Yep, I always say men are 20% real and 80% figments of our imaginations. Before we know them well and sometimes even after we know them well we imbue them with all these qualities that they really don’t possess. When I find myself doing that I nip it in the bud because I’m aware of what I’m doing. I’m sure men also do this.
Yep this just happened to me. Fantastic first date and goodnight kiss, invitation for golf a couple days later then 👻. One great date and ghosted. Rejection is gods protection.
It’s very frustrating lol. But such is dating in 2021. It’s all a learning experience . And as a man, it’s makes me know more what I want and be able to walk away from the games .

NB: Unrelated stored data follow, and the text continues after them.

Issue #7902, opened 2021-04-06
Command-not-found case has hard-coded behavior


i077:
Running NixOS with fish version 3.2.1.

I have a little [fish script](https://github.com/i077/system/blob/master/bin/%2C) called `,` (comma) that lets me search nixpkgs (nix's repository of packages) for commands that provide a certain binary, then directly run the command inside that package. [Here](https://asciinema.org/a/gbBMqwaNLVXH0JO5UdsOngpyf) is a screencast just to make it clear.

I want to replace my command-not-found handler with a wrapper around this script, so that if fish can't find the command, it will check if nixpkgs has it, and if it does, offer to run it. This way, I can forego prepending `,` to my command altogether and just have all nixpkgs binaries "available" on my shell. So I implemented a new `fish_command_not_found` function that did exactly that. [Here](https://asciinema.org/a/2RLwbTS3jlWm6ZXnQH2W04OnC) is another screencast that tries to do the same thing as the first, but doesn't quite work as expected.

I noticed in the [function](https://github.com/fish-shell/fish-shell/blob/ed51e2baacc47c831a14ed60a9363f5dbb0b7955/src/parse_execution.cpp#L726-L786) for handling command-not-found (cnf), fish is hard-coded to, among other things:
- Give a status code of 127, and
- Redirect all output from the handler to stderr

Fish seems to make the assumption that a cnf handler will just print an error message, possibly suggesting packages with the given command. This breaks what I want to do, because I don't want my handler to just suggest that a package has a certain command available, I want the handler to _run_ the binary inside that package. I recognize this isn't a very common use case for command-not-found behavior, which is why fish is hard-coded to do the above things, so I was wondering if either
1. This behavior could be redefined so it is up to the handler to return 127 and print errors to stderr, or
2. There is another way I could achieve the same effect (i.e. if a command is not in my PATH, run that `comma` script instead)

For reference, a zsh user implemented a cnf handler with equivalent functionality, and is able to pipe commands that weren't in his path with it, probably because zsh does not do such hardcoding and leaves it up to the handler to implement everything. [Here](https://asciinema.org/a/GUtpGgJ88DENxN0517np6kMRw) is a demo of that.

zanchey:
This seems reasonable to me, but some thought would have to be given to backwards-compatibility.

krobelus:
Hmm, maybe the `preexec` hook should be able to modify the commandline.
What you can do now is to rebind Enter to do the rewriting.

[...]

PR #9517, opened 2023-01-31
move fish_command_not_found exit code and redirection handling up to the error handler function

jhheider:
## Description

This moves the choice of redirection to stderr and the 127 exit code up to the error handler function if defined. Fallback code unchanged. Default error handler config is also updated to maintain backwards compatibility. This matches, as best I can tell, the behavior of zsh/bash. fixes https://github.com/teaxyz/cli/issues/344

Fixes issue #7902

## TODOs:

### DIFF
--- a/share/functions/fish_command_not_found.fish
+++ b/share/functions/fish_command_not_found.fish
@@ -13,6 +13,7 @@ end
 
 function __fish_default_command_not_found_handler
     printf (_ "fish: Unknown command: %s\n") (string escape -- $argv[1]) >&2
+    return 127
 end
 
 # If an old handler already exists, defer to that.
--- a/src/parse_execution.cpp
+++ b/src/parse_execution.cpp
@@ -723,7 +723,8 @@ parse_execution_context_t::ast_args_list_t parse_execution_context_t::get_argume
 end_execution_reason_t parse_execution_context_t::handle_command_not_found(
     const wcstring &cmd_str, const ast::decorated_statement_t &statement, int err_code) {
     // We couldn't find the specified command. This is a non-fatal error. We want to set the exit
-    // status to 127, which is the standard number used by other shells like bash and zsh.
+    // status to 127, which is the standard number used by other shells like bash and zsh,
+    // unless there is an explicit command handler, then we can use its exit code.
 
     const wchar_t *const cmd = cmd_str.c_str();
     if (err_code != ENOENT) {
@@ -770,7 +771,6 @@ end_execution_reason_t parse_execution_context_t::handle_command_not_found(
 
     // Redirect to stderr
     auto io = io_chain_t{};
-    io.append_from_specs({redirection_spec_t{STDOUT_FILENO, redirection_mode_t::fd, L"2"}}, L"");
 
     if (function_exists(L"fish_command_not_found", *parser)) {
         buffer = L"fish_command_not_found";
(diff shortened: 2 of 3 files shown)


jhheider:
Looks like I have some tests to fix. But input on whether this is desired/acceptable/usable style is welcome.

tests/checks/command-not-found.fish
```diff
@@ -2,17 +2,16 @@
...
+$fish -C 'function fish_command_not_found; echo cmd-not-found; end' -c "nonexistent-command-1234 1 2 3 4"
+##CHECKERR: cmd-not-found
+#CHECKERR: fish: Unknown command: nonexistent-command-1234
 #CHECKERR: nonexistent-command-1234 1 2 3 4
 #CHECKERR: ^~~~~~~~~~~~~~~~~~~~~~~^
 $fish -C 'function fish_command_not_found; echo command-not-found $argv; end' -c "nonexistent-command-abcd foo bar baz"
-#CHECKERR: command-not-found nonexistent-command-abcd foo bar baz
-#CHECKERR: fish: 
+##CHECKERR: command-not-found nonexistent-command-abcd foo bar baz
+#CHECKERR: fish: Unknown command: nonexistent-command-abcd
```
jhheider, line 14: this is a regression, unfortunately. need to figure out why this particular needed case fails.

tests/checks/command-not-found.fish
```diff
@@ -27,8 +26,7 @@ echo $status
 
 
 { echo; echo }
-# CHECKERR: {{.*}}: Unknown command: '{ echo; echo }'
-# CHECKERR: {{.*}}: '{ ... }' is not supported for grouping commands. Please use 'begin; ...; end'
+# CHECKERR: {{.*}}: Unknown command: '{ echo; echo }''{ ... }' is not supported for grouping commands. Please use 'begin; ...; end'
```
jhheider, line 29: this is also a regression. these lines shouldn't be joined.

tests/checks/command-not-found.fish
faho: This fails because this runs a fish - `$fish` above - that isn't interactive.

So because you only made it execute `fish_command_not_found` if fish is interactive, and this tries to override fish_command_not_found, it no longer works.

I'm not sure if that's okay.

tests/checks/command-not-found.fish
```diff
@@ -2,17 +2,16 @@
 set -g PATH
 $fish -c "nonexistent-command-1234 banana rama"
 #CHECKERR: fish: Unknown command: nonexistent-command-1234
-#CHECKERR: fish: 
 #CHECKERR: nonexistent-command-1234 banana rama
 #CHECKERR: ^~~~~~~~~~~~~~~~~~~~~~~^
-$fish -C 'function fish_command_not_found; echo cmd-not-found; end' -ic "nonexistent-command-1234 1 2 3 4"
-#CHECKERR: cmd-not-found
-#CHECKERR: fish: 
+$fish -C 'function fish_command_not_found; echo cmd-not-found; end' -c "nonexistent-command-1234 1 2 3 4"
```
faho, line 7: Why this change?

src/parse_execution.cpp
```diff
@@ -770,23 +771,25 @@ end_execution_reason_t parse_execution_context_t::handle_command_not_found(
...
-        parser->set_last_statuses(std::move(prev_statuses));
+
+        return end_execution_reason_t::error;
     } else {
+        // Redirect to stderr _if there's no handler_
+        io.append_from_specs({redirection_spec_t{STDOUT_FILENO, redirection_mode_t::fd, L"2"}},
+                             L"");
         // If we have no handler, just print it as a normal error.
         error = _(L"Unknown command:");
         if (!event_args.empty()) {
```
faho, line 795: This needs a newline (after the `if` which github won't allow me to mark):

```c++
error.push_back(L'\n');
```

I believe that's a pre-existing bug that this just happens to run into.

share/functions/fish_command_not_found.fish
```diff
@@ -13,6 +13,7 @@ end
 
 function __fish_default_command_not_found_handler
     printf (_ "fish: Unknown command: %s\n") (string escape -- $argv[1]) >&2
+    return 127
```
faho, line 16: All the *other* handlers should also default to return 127.

tests/checks/command-not-found.fish
jhheider: Yes, I'm not 100% that this doesn't need more tweaks, but I felt it was a start. A bunch of the error responses changed because the error return was moved to the fish function itself, rather than propagating out of the C++ (as far I understood it). Help is absolutely welcome.

PR #9520, opened 2023-02-01
Upgrade GitHub action `dessant/lock-threads` to v4

LingMan:
In v3 several input parameters where renamed and since v4 it requires Node.js 16.

This resolves warnings about Node.js 12 and `set-output` being deprecated and slated for removal in the `Lock threads` workflow.


zanchey:
Thanks!

PR #9528, opened 2023-02-02
Improve fossil prompt execution time

rymrg:
## Improve fossil prompt execution time

This PR improves the execution time of the fish_fossil_prompt by up to 70ms.
It has the following changes from the original prompt introduced in #9500.

1. Instead of calling `fossil ls` to check if we are inside a fossil repository, we call `fossil branch` instead and cache the value as the current branch. This saves the need of finding the branch later.
2. It also notifies the user if some files in the folder are not ignored yet not added to the repository. This is done by adding `--differ` flag.
3. It makes use of the `changes` command instead of `status` which is cheaper to compute (~20ms).

# Discussion:
1. This PR removes the tags from the current branch and instead keeps only the branch. This is the same behavior if the commit is not tagged. If this behavior is wanted, we can restore it possibly using `fossil tag list` for checking if we are in a repository. Another option is to use `fossil status --differ` to check if the repository exist. The output from status, while slower, has the tags.
2. It removes the repository name from the prompt. Calling `fossil info` takes 50ms on a clean repository. 
3. Are there fish built-ins that I am not aware of that could replace the calls to `grep` `awk` and `sort`?
4. The call to `grep` is probably not required with the use of `changes` instead of `status` but I haven't verified it yet.

## TODOs:

### DIFF
--- a/share/functions/fish_fossil_prompt.fish
+++ b/share/functions/fish_fossil_prompt.fish
@@ -32,7 +32,7 @@ function fish_fossil_prompt --description 'Write out the fossil prompt'
 
     echo -n ' ['
     # Disabling color and pager is always a good idea.
-    set -l repo_status (fossil status --differ 2>/dev/null | grep -v '\w:\|^\s' | awk '{print $1}' | sort -u)
+    set -l repo_status (fossil changes --differ 2>/dev/null | grep -v '\w:\|^\s' | awk '{print $1}' | sort -u)
 
     # Show nice color for a clean repo
     if test -z "$repo_status"
--- a/share/functions/fish_fossil_prompt.fish
+++ b/share/functions/fish_fossil_prompt.fish
@@ -34,9 +34,9 @@ function fish_fossil_prompt --description 'Write out the fossil prompt'
     or set -g fish_prompt_fossil_status_modified '*'
     set -q fish_prompt_fossil_status_renamed
     or set -g fish_prompt_fossil_status_renamed '⇒'
-    set -q fish_prompt_fossil_status_deleted '
+    set -q fish_prompt_fossil_status_deleted
     or set -g fish_prompt_fossil_status_deleted '-'
-    set -q fish_prompt_fossil_status_missing '
+    set -q fish_prompt_fossil_status_missing
     or set -g fish_prompt_fossil_status_missing '✖'
     set -q fish_prompt_fossil_status_untracked
     or set -g fish_prompt_fossil_status_untracked '?'
@@ -48,14 +48,18 @@ function fish_fossil_prompt --description 'Write out the fossil prompt'
 
 
 
-    echo -n ' ['
+    echo -n ' ('
+	set_color magenta
+	echo -n "$branch"
+	set_color normal
+	echo -n '|'
+	#set -l repo_status (fossil changes --differ 2>/dev/null | string match -rv '\w:|^\s' | string split " " -f1 | sort -u)
 	set -l repo_status (fossil changes --differ 2>/dev/null | string match -rv '\w:|^\s' | string split " " -f1 | path sort -u)
 
     # Show nice color for a clean repo
     if test -z "$repo_status"
         set_color $fish_color_fossil_clean
-        echo -n "($branch)"'✓'
-        set_color normal
+        echo -n '✔'
 
     # Handle modified or dirty (unknown state)
     else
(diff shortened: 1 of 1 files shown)


share/functions/fish_fossil_prompt.fish
```diff
@@ -4,48 +4,88 @@ function fish_fossil_prompt --description 'Write out the fossil prompt'
...
     echo -n ' ['
-    set_color --bold magenta
-    echo -n $fossil_project_name
-    set_color normal
-    echo -n ':'
-    set_color --bold yellow
-    echo -n $fossil_tags
-    set_color normal
+    # Disabling color and pager is always a good idea.
+    set -l repo_status (fossil changes --differ 2>/dev/null | grep -v '\w:\|^\s' | awk '{print $1}' | sort -u)
```
faho, line 35: This `grep` can be replaced with a `string match`. Possibly something like

```fish
string match -rv '\w:|^\s'
```

(but note I have no idea what the `\w:` is supposed to match and the dialects are slightly different - string is PCRE)

The awk would then probably be `string split " " -f1` and the `sort -u` can just be `path sort -u` (which is in `path` because it knows about sorting by directory or filename, it's perfectly cromulent for sorting ordinary strings excluding NULL-bytes).

faho: It would be helpful to have a sample of the output and what you want to get here.

share/functions/fish_fossil_prompt.fish
```diff
@@ -4,48 +4,88 @@ function fish_fossil_prompt --description 'Write out the fossil prompt'
...
 
     echo -n ' ['
-    set_color --bold magenta
-    echo -n $fossil_project_name
-    set_color normal
-    echo -n ':'
-    set_color --bold yellow
-    echo -n $fossil_tags
-    set_color normal
+    # Disabling color and pager is always a good idea.
```
faho, line 34: I don't know what this comment refers to, is it outdated?

share/functions/fish_fossil_prompt.fish
```diff
@@ -4,48 +4,88 @@ function fish_fossil_prompt --description 'Write out the fossil prompt'
...
+
+    set -g fish_prompt_fossil_status_added '✚'
+    set -g fish_prompt_fossil_status_modified '*'
+    set -g fish_prompt_fossil_status_renamed '⇒'
+    set -g fish_prompt_fossil_status_deleted '-'
+    set -g fish_prompt_fossil_status_missing '✖'
+    set -g fish_prompt_fossil_status_untracked '?'
+    set -g fish_prompt_fossil_status_conflict '×'
+
+    set -g fish_prompt_fossil_status_order added modified renamed deleted missing untracked conflict
```
faho, line 30: Setting these variables this way means there is absolutely no way they can be overridden, which kinda defeats the point of variables.

You probably want

```fish
set -q fish_prompt_fossil_status_order
or set -g fish_prompt_fossil_status_order added modified renamed deleted missing untracked conflict
```

share/functions/fish_fossil_prompt.fish
```diff
@@ -4,48 +4,88 @@ function fish_fossil_prompt --description 'Write out the fossil prompt'
...
+                case 'MISSING'
+                    set -a fossil_statuses missing
+                case 'RENAMED'
+                    set -a fossil_statuses renamed
+                case 'CONFLICT'
+                    set -a fossil_statuses conflict
+            end
+        end
+
+        if string match -qr '^(ADDED|EDITED|DELETD)' $repo_status
```
faho, line 69: Typo: "DELETED"

faho (changes requested):

share/functions/fish_fossil_prompt.fish
rymrg: Seems like it. 
https://github.com/fish-shell/fish-shell/blob/master/share/functions/fish_hg_prompt.fish#L47

share/functions/fish_fossil_prompt.fish
rymrg: Seems good. Is path split slower than sort or is it just my luck with timing?
Output of the `status` command.
```
repository:   /tmp/aaa/foo.fossil
local-root:   /tmp/aaa/foo/
config-db:    /home/user/.fossil
checkout:     c30b371a740b617cc24f660791189c2b647cbcde 2023-02-02 07:26:59 UTC
parent:       57f300be2dbe273717dc10fd5941999ba5388907 2023-02-02 07:00:50 UTC
tags:         trunk
comment:      foo (user: user)
MISSING    a
EXTRA      b
EXTRA      c
ADDED      d
DELETED    e
RENAMED    b  ->  g
EXTRA      t
```

rymrg: I tried to hyperfine the script. Seems like the change is minor and I just had too much noise.

rymrg:
@nat-418: Could you please test these changes as well?

PR #9539, opened 2023-02-04
completions/meson: rewrite meson completions

dseight:
## Description

Rewrite completions for meson to expose meson commands with their options and subcommands. New completions are based on the meson 1.0.

Subcommands [were introduced](https://mesonbuild.com/Release-notes-for-0-42-0.html#make-all-meson-functionality-invocable-via-the-main-executable) in meson 0.42.0 (August 2017), so new completions will only work for versions after 0.42.0. At this moment, even oldstable Debian (buster) [has meson 0.49.2](https://packages.debian.org/buster/meson) — which means it is unlikely someone will be affected.

## TODOs:

### DIFF
--- a/share/completions/meson.fish
+++ b/share/completions/meson.fish
@@ -1,52 +1,304 @@
 # Completions for the meson build system (http://mesonbuild.com/)
 
-set -l basic_arguments \
-    "h,help,show help message and exit" \
-    ",stdsplit,Split stdout and stderr in test logs" \
-    ",errorlogs,Print logs from failing test(s)" \
-    ",werror,Treat warnings as errors" \
-    ",strip,Strip targets on install" \
-    "v,version,Show version number and exit"
+function __fish_meson_needs_command
+    set -l cmd (commandline -opc)
+    set -e cmd[1]
+    argparse -s 'v/version' -- $cmd 2>/dev/null
+    or return 0
+    not set -q argv[1]
+end
 
-set -l dir_arguments \
-    ",localedir,Locale data directory [share/locale]" \
-    ",sbindir,System executable directory [sbin]" \
-    ",infodir,Info page directory [share/info]" \
-    ",prefix,Installation prefix [/usr/local]" \
-    ",mandir,Manual page directory [share/man]" \
-    ",datadir,Data file directory [share]" \
-    ",bindir,Executable directory [bin]" \
-    ",sharedstatedir,Arch-agnostic data directory [com]" \
-    ",libdir,Library directory [system default]" \
-    ",localstatedir,Localstate data directory [var]" \
-    ",libexecdir,Library executable directory [libexec]" \
-    ",includedir,Header file directory [include]" \
-    ",sysconfdir,Sysconf data directory [etc]"
+function __fish_meson_using_command
+    set -l cmd (commandline -opc)
+    set -e cmd[1]
+    test (count $cmd) -eq 0
+    and return 1
+    contains -- $cmd[1] $argv
+    and return 0
+end
 
-for arg in $basic_arguments
-    set -l parts (string split , -- $arg)
-    if not string match -q "" -- $parts[1]
-        complete -c meson -s "$parts[1]" -l "$parts[2]" -d "$parts[3]"
+function __fish_meson_builddir
+    # Consider the value of -C option to detect the build directory
+    set -l cmd (commandline -opc)
+    argparse -i 'C=' -- $cmd
+    if set -q _flag_C
+        echo $_flag_C
     else
-        complete -c meson -l "$parts[2]" -d "$parts[3]"
+        echo .
     end
 end
 
-for arg in $dir_arguments
-    set -l parts (string split , -- $arg)
-    complete -c meson -l "$parts[2]" -d "$parts[3]" -xa '(__fish_complete_directories)'
+function __fish_meson_targets
+    set -l python (__fish_anypython); or return
+    meson introspect --targets (__fish_meson_builddir) | $python -S -c 'import json, sys
+data = json.load(sys.stdin)
+targets = set()
+for target in data:
+    targets.add(target["name"])
+for name in targets:
+    print(name)' 2>/dev/null
 end
 
-complete -c meson -s D -d "Set value of an option (-D foo=bar)"
+function __fish_meson_subprojects
+    set -l python (__fish_anypython); or return
+    meson introspect --projectinfo (__fish_meson_builddir) | $python -S -c 'import json, sys
+data = json.load(sys.stdin)
+for subproject in data["subprojects"]:
+    print(subproject["name"])' 2>/dev/null
+end
 
-complete -c meson -l buildtype -xa 'plain debug debugoptimized release minsize' -d "Set build type [debug]"
-complete -c meson -l layout -xa 'mirror flat' -d "Build directory layout [mirror]"
-complete -c meson -l backend -xa 'ninja vs vs2010 vs2015 vs2017 xcode' -d "Compilation backend [ninja]"
-complete -c meson -l default-library -xa 'shared static both' -d "Default library type [shared]"
-complete -c meson -l warning-level -xa '1 2 3' -d "Warning level [1]"
-complete -c meson -l unity -xa 'on off subprojects' -d "Unity build [off]"
-complete -c meson -l cross-file -r -d "File describing cross-compilation environment"
-complete -c meson -l wrap-mode -xa 'WrapMode.{default,nofallback,nodownload,forcefallback}' -d "Special wrap mode to use"
+function __fish_meson_tests
+    # --list option shows suites in a short form, e.g. if a test "gvariant"
+    # is present both in "glib:glib" and "glib:slow" suites, it will be shown
+    # in a list as "glib:glib+slow / gvariant". So, just filter out the first
+    # part and list all of the test names.
+    meson test -C (__fish_meson_builddir) --no-rebuild --list | string split -r -f1 ' / '
+end
 
-# final parameter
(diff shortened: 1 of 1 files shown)


share/completions/meson.fish
```diff
@@ -1,52 +1,308 @@
...
-    complete -c meson -l "$parts[2]" -d "$parts[3]" -xa '(__fish_complete_directories)'
+function __fish_meson_targets
+    set -l python (__fish_anypython); or return
+    meson introspect --targets (__fish_meson_builddir) | $python -S -c 'import json, sys
+data = json.load(sys.stdin)
+targets = set()
+for target in data:
+    targets.add(target["name"])
+for name in targets:
+    print(name)' 2>/dev/null
```
mqudsi, line 39: This doesn't return as many targets as `complete -C"ninja -C $(__fish_meson_builddir) "` does. Are all of the targets discovered by `ninja` usable in this context? If so, maybe we should prefer that. (`ninja` is also faster than meson (python) + python).

(Ninja includes the automatic targets like `benchmark`, `clean`, `install`, `reconfigure`, etc.)

share/completions/meson.fish
```diff
@@ -1,52 +1,308 @@
...
+data = json.load(sys.stdin)
+suites = set()
+for test in data:
+    suites.update(test["suite"])
+for name in suites:
+    print(name)' 2>/dev/null
+end
+
+function __fish_meson_help_commands
+    meson help --help | string match -g -r '^  {(.*)}' | string split ,
```
mqudsi, line 70: Let's be a bit more flexible and support a variable number of spaces, can you change that to 

```
meson help --help | string match -g -r '^ *{(.*)}' | string split ,
```

share/completions/meson.fish
```diff
@@ -1,52 +1,308 @@
...
 end
 
-complete -c meson -s D -d "Set value of an option (-D foo=bar)"
+# Each meson command and subcommand has -h/--help option
+complete -c meson -s h -l help -d 'Show help'
+
+# global options
+complete -c meson -n __fish_meson_needs_command -s v -l version -d 'Show version number and exit'
+# implicit "meson setup" usage via just "meson" was deprecated a long time ago,
+# so no "meson setup" option completions in global scope
```
mqudsi, line 79: I'm not an expert on what qualifies as "a long time ago" and what doesn't, but FWIW this was news to me. It's going to take me a long time to stop doing `meson build` or `meson --buildtype debug debug`

Some git sleuthing shows the deprecation was only added to the codebase August 2022 and shipped in meson 0.64.0, which didn't ship until November of 2022. Debian stable is shipping with meson 0.56.2, Ubuntu's bleeding edge is shipping meson 0.63 while 22.04 LTS is shipping 0.61, and 20.04 is shipping 0.53.

If these were new completions altogether, I'd say it's fine. But the old completions supported top-level setup (which, deprecated or not, was how meson themselves were using it in the docs for the longest time), so this is actually a regression in our completions.

I would just change `-n '__fish_meson_using_command setup'` to `-n '__fish_meson_needs_command || __fish_meson_using_command setup'` so that you can automatically support both?

mqudsi (commented):
Wow, really nice work. You went all out with providing dynamic completions everywhere, great job!

I left a few comments, if you don't mind taking a look. It all looks good though I do have a personal disagreement with the deprecation of implicit setup for backwards compatibility reasons.

share/completions/meson.fish
```diff
@@ -1,52 +1,308 @@
...
+
+function __fish_meson_builddir
+    # Consider the value of -C option to detect the build directory
+    set -l cmd (commandline -opc)
+    argparse -i 'C=' -- $cmd
+    if set -q _flag_C
+        echo $_flag_C
     else
-        complete -c meson -l "$parts[2]" -d "$parts[3]"
+        echo .
```
mqudsi, line 27: If I remember correctly, meson doesn't support in-tree builds at all so this wouldn't work for commands that need the build directory and don't work without `-C` at all? I guess what I'm asking is are there any commands that work with `-C .` but don't work without `-C` at all? Because the inverse is true (e.g. `meson configure` can be run in a meson project directory without `-C` but fails with `-C .`).

share/completions/meson.fish
eli-schwartz: `meson compile` doesn't support ninja special targets, just compilation build edges.

Note benchmark is really just a type of test, and it's a bit silly for:
- `meson compile reconfigure` to run ninja and have ninja run `meson setup --reconfigure`.
- `meson compile test` to not compile anything, just run ninja and have ninja run `meson test`
- `meson compile install` to not compile anything, just run ninja and have ninja run `meson install`


clean meanwhile is handled via `meson compile --clean`, it's not a valid target (except directly in ninja).

share/completions/meson.fish
eli-schwartz: There's a lot more context in the relevant Meson commit: https://github.com/mesonbuild/meson/commit/3c7ab542c0c4770241eae149b0d4cd8de329aee0

The commit message calls out the fact that since Meson 0.42.0 (which is indeed "a long time ago") `meson builddir/` is silently rewritten to `meson setup builddir/` -- and also observes that the fact that it wasn't deprecated way back in 0.42.0 was an *accident*, because we deprecated the other entry points via wrapper scripts but forgot to do anything to the main executable.

share/completions/meson.fish
dseight: Also, using targets from ninja will not work for backends other than ninja, whereas the current approach does (e.g., it works perfectly for the `xcode` backend).

share/completions/meson.fish
dseight: Sure. I have updated the commit.

share/completions/meson.fish
mqudsi: Sorry, I meant to link that commit in my response.

> [...] and also observes that the fact that it wasn't deprecated way back in 0.42.0 was an accident

"If a tree falls in the forest and no one hears it...."

> So, in fact, bringing setup option completions into a global scope seems to be harmful, as more people might discover via completions that it works and start to use it in this way.

This is a problem for meson, but fish serves to facilitate a *user's* workflow. The commands and options are supported today and people use them today. The interests of the developers of the tools we provide completions for and the interests of our users are almost always in lock-step but sometimes they do not align perfectly.

If you do not wish to add the completions, that's fine. Fish might still support them anyway.

share/completions/meson.fish
mqudsi: @dseight I wasn't necessarily suggesting using ninja as much as I was wondering about the disparity between the target list. But I did forget about the xcode backend.

@eli-schwartz thanks for clarifying.

share/completions/meson.fish
eli-schwartz: I do not care one way or the other (neither for Meson nor on a personal level), I'm just pointing out some context in case you're worried about personally relying on `meson setup`.

> It's going to take me a long time to stop doing `meson build` or `meson --buildtype debug debug`

etc.

mqudsi: I understand and appreciate your point. Thanks for stopping by and providing a definitive answer there and thanks for the work you do on meson!

share/completions/meson.fish
eli-schwartz: Yes, that is why `meson compile` exists, essentially. As a portability wrapper for xcode/msbuild compatibility.

If you're happy with ninja, there's no reason to ever use `meson compile`. But it might be nicer in a beginner's README, or you might have xcode-related needs, and that's fine too.

share/completions/meson.fish
dseight: > This is a problem for meson, but fish serves to facilitate a user's workflow. The commands and options are supported today and people use them today. The interests of the developers of the tools we provide completions for and the interests of our users are almost always in lock-step but sometimes they do not align perfectly.

Yeah, I think that I got your point. I just thought about these completions more from the meson side, not the fish side. If they were in the meson repo, then it would be perfectly fine not to include these global options. But completions are in the fish repo, and fish cannot assume much about which version of meson the user has. So, you are right, and it's better to support them here.

eli-schwartz: @mqudsi

No worries, that's the way I interpreted it too. :)

share/completions/meson.fish
dseight: > `ninja` is also faster than meson (python) + python

That's true. Calling python twice here isn't a good thing. It actually would be nice to have some convenient builtin to parse json in fish someday, maybe with JSONPath syntax. So this could be reduced to something like:
```fish
meson introspect --targets (__fish_meson_builddir) | json path '$.[name]'
```
This way, we could also replace other python invocations in fish, which are used to parse json.

share/completions/meson.fish
mqudsi: Thanks, @dseight. I'm all for being able to deprecate or change interfaces, but we just want to be nice to everyone :)

This looks good. I'll take a final look and merge if I don't notice anything else!

share/completions/meson.fish
mqudsi: Yeah, we've needed to parse JSON in a number of other completions time and time again. I think if we can find a spiffy and cool way of integrating it into the shell without reimplementing all of `jq` it might be a good addition.

mqudsi:
I pushed a commit to use ordered completions (`complete -k[x]a`) to prevent intermixing directories and subcommands to make the output nicer.

before
Screenshot from 2023-02-11 17-35-57@2x



after 

Screenshot from 2023-02-11 17-34-52@2x

dseight:
Thank you, @mqudsi! Completion with command-first ordering looks much better.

@@SusanWinter thanks Susan, you just build a thick skin and follow your instincts . But watching your videos and hearing that pretty much everyone else goes through the same games helps a bit . You’re great at what you do honestly . 🙂
My reason for not textning first is fear of being rejected, wanting the guy to text first, seeming needy and lack of my own self confidence. But lately I’ve been doing it if I’m interested and just thinking if not them, someone else or just gym motivation. 🤷🏼♀️
Sometimes we also have great dates but the person is not someone we can see ourselves with. Unfortunately most people don’t have the balls to be direct and just say it
From my perspective the reason that I would stop texting someone would be that I wasn’t physically attracted to them enough or otherwise see any prospect of a long term relationship developing between us. I know myself and have had enough experience of relationships to be able to make this decision after two or three dates. If you know this it’s far better to make this decision early rather than string people along and waste time. I wouldn’t ghost necessarily, but I wouldn’t initiate any texting or set up another date; from this I would hope that it would just fizzle out and that they eventually would get the hint. If they flat out asked me I would tell them diplomatically and politely that I’m sorry but I don’t want to develop things any further between us.
I think these types of questions deal with one party’s hopefulness that the other party’s charm and ability to engage with someone during conversation also implies chemistry and interest.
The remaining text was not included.